• Problem details
Only those lines in the data below from the line containing "bsc = get_static_context(ri->worksubdir, BEFORE_SUBDIR);" through the line containing "in %s matches", both included, should be restated word for word.

• Provided records

Issue #1112, opened 2023-03-02
[error message improvement] lack of clamav database is not communicated clearly


t184256:
**Describe the bug**
If one tries `-TALL` but doesn't have clamav (clamav-data?) installed,
they're gonna get a rather cryptic `rpminspect: opendir: No such file or directory`.
I know it's a bit of a silly request,
but an error message that mentions clamav would've saved me
good 15 minutes of my time.

**To Reproduce**
```
dnf remove clamav-data
rpminspect -T ALL -k -c /usr/share/rpminspect/fedora.yaml crypto-policies-20221215-1.gita4c31a3.fc38
```
strace reveals that this is preceded with
```
openat(AT_FDCWD, "/var/lib/clamav", O_RDONLY|O_NONBLOCK|O_CLOEXEC|O_DIRECTORY) = -1 ENOENT (No such file or directory)
```

**Expected behavior**
Error message mentions that it couldn't find clamav.

**Environment:**
 - rpminspect-1.11-0.1.202303021442gitf47b071.fc37.x86_64

dcantrell:
Patch coming that changes that to:

```
rpminspect: missing /var/lib/clamav: No such file or directory
```

PR #1113, opened 2023-03-02
[lib] Improve the error reporting when missing /var/lib/clamav

dcantrell:
Or whatever the clamav database directory is.  If the system lacks that directory, report it in a meaningful way for the user.

Fixes: #1112


jimbair (approved):
The opendir text being replaced with missing %s seems like a helpful addition when things go sideways. +1

PR #1123, opened 2023-03-16
[fix] Handle unchanged static_context in modularity test correctly

### LINKED ISSUE #1118: A modularity static_context test fails for RHEL-8 modules although both modules have no static_context
A gating test run as "--release=el8.6 --profile=rhel-8 mysql-8.0-820190104140943.9edba152 mysql-8.0-8080020230313165100.63b34585" <http://artifacts.osci.redhat.com/testing-farm/295d0f3f-656b-4c61-bd3e-4f2ff00876ac/> reports a VERIFY failure on static_context modularity test:

~~~~
The /data/static_context value in mysql-8.0-820190104140943.9edba152 matches the value in mysql-8.0-8080020230313165100.63b34585, but the product release rules forbid the presence of /data/static_context in the module metadata.
~~~~

Both modules indeed have static_context equal, the field is missing, hence defaults to false. And the policy indeed forbids presence of /data/static_context.  Thus the resolution should be a pass. Not a fail.

It looks like a logic bug in rpminspect code. It does not distinguish asc/bsc false from true. See check_static_context():

~~~~
    /* get the after build static_context first */
    asc = get_static_context(ri->worksubdir, AFTER_SUBDIR);

    if (ri->before) {
        /* comparing builds, verify after build is correct, but report changes */
        bsc = get_static_context(ri->worksubdir, BEFORE_SUBDIR);

        if (bsc == asc) {
            if (ri->modularity_static_context == STATIC_CONTEXT_FORBIDDEN) {
                xasprintf(&params.msg, _("The /data/static_context value in %s matches the value in %s, but the product release rules forbid the presence of /data/static_context in the module metadata."), ri->before, ri->after);
                params.severity = RESULT_VERIFY;
                params.waiverauth = WAIVABLE_BY_ANYONE;
                params.remedy = REMEDY_MODULARITY_STATIC_CONTEXT;
                r = false;
            } else if (ri->modularity_static_context == STATIC_CONTEXT_REQUIRED) 
~~~~

This check was added per issue #803.

ppisar:
Previously, if both old and new module build had the same static_context value, the test ignored the value and reported a pass or a failure regadrless of the value.

This patch splits a check for the static_context change from a check for the desired value of the "after" module build. That makes the logic and the code simpler at the expense of gluing two sentences together.

Since the two senteces are independent, I don't think it's a problem for translators. It's similar to separating messages by a new line. But rpminspect uses single-line reports.

Fixes #1118

### DIFF
--- a/lib/inspect_modularity.c
+++ b/lib/inspect_modularity.c
@@ -102,6 +102,7 @@ static bool check_static_context(struct rpminspect *ri)
     bool bsc = false;
     bool asc = false;
     struct result_params params;
+    char *after_compliance;
 
     assert(ri != NULL);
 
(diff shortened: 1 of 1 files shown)


ppisar:
I have two comments to the code which I did not addressed in this pull request to keep it minimal:

There are now test for modularity checks in ./test directory.
And the wording of this static_context check is misleading. The check does test whether /data/static_context is present. It tests (and should test) whether /data/static_context is (true), or (false or missing).

dcantrell:
Well you were working on this today and I was too.  My patch is way way smaller than yours.  Which one is correct?  :)

ppisar:
I think your new code does not handle a case when both modules have static_context: false (!bsc && !asc). In that case the policy is not consulted, no message is reported to the user, and the test always passes. So it does not fix this issue at all. It only inverts the resolution from always fail to always pass.

A design flaw of your code is that the for policy cases in (!ri->before) branch have to be repeated for each bsc/asc combination in (ri->before) branch. That means 4 times 4.

My patch is larger, because it shuffles more lines, but number of the resulting lines is smaller. It only requires 5 + 3 branches. And what's more important, the policy checking is not copied over multiple places.

ppisar:
I'll try not to forget to leave a notice next time.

• Exercise response
        bsc = get_static_context(ri->worksubdir, BEFORE_SUBDIR);

        if (bsc == asc) {
            if (ri->modularity_static_context == STATIC_CONTEXT_FORBIDDEN) {
                xasprintf(&params.msg, _("The /data/static_context value in %s matches the value in %s, but the product release rules forbid the presence of /data/static_context in the module metadata."), ri->before, ri->after);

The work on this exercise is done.